[Items from a data source]
PR #451, opened 2023-02-08
Parse `pom.xml` without SCM section in `PluginRemoting#retrievePomData`

basil:
A small regression introduced in #442, noticed when testing some proprietary plugins: there was a missing null check for cases where no SCM section was present. This PR adds a test for the normal case, a test that reproduces the problem, and a fix for the failing test.


basil:
This is more or less a temporary workaround; #452 tracks the long-term fix.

* _WHAT THE EXERCISE ASKS_
Reproduce every record word for word.

* _ANSWER BOX_
PR #451, opened 2023-02-08
Parse `pom.xml` without SCM section in `PluginRemoting#retrievePomData`

basil:
A small regression introduced in #442, noticed when testing some proprietary plugins: there was a missing null check for cases where no SCM section was present. This PR adds a test for the normal case, a test that reproduces the problem, and a fix for the failing test.


basil:
This is more or less a temporary workaround; #452 tracks the long-term fix.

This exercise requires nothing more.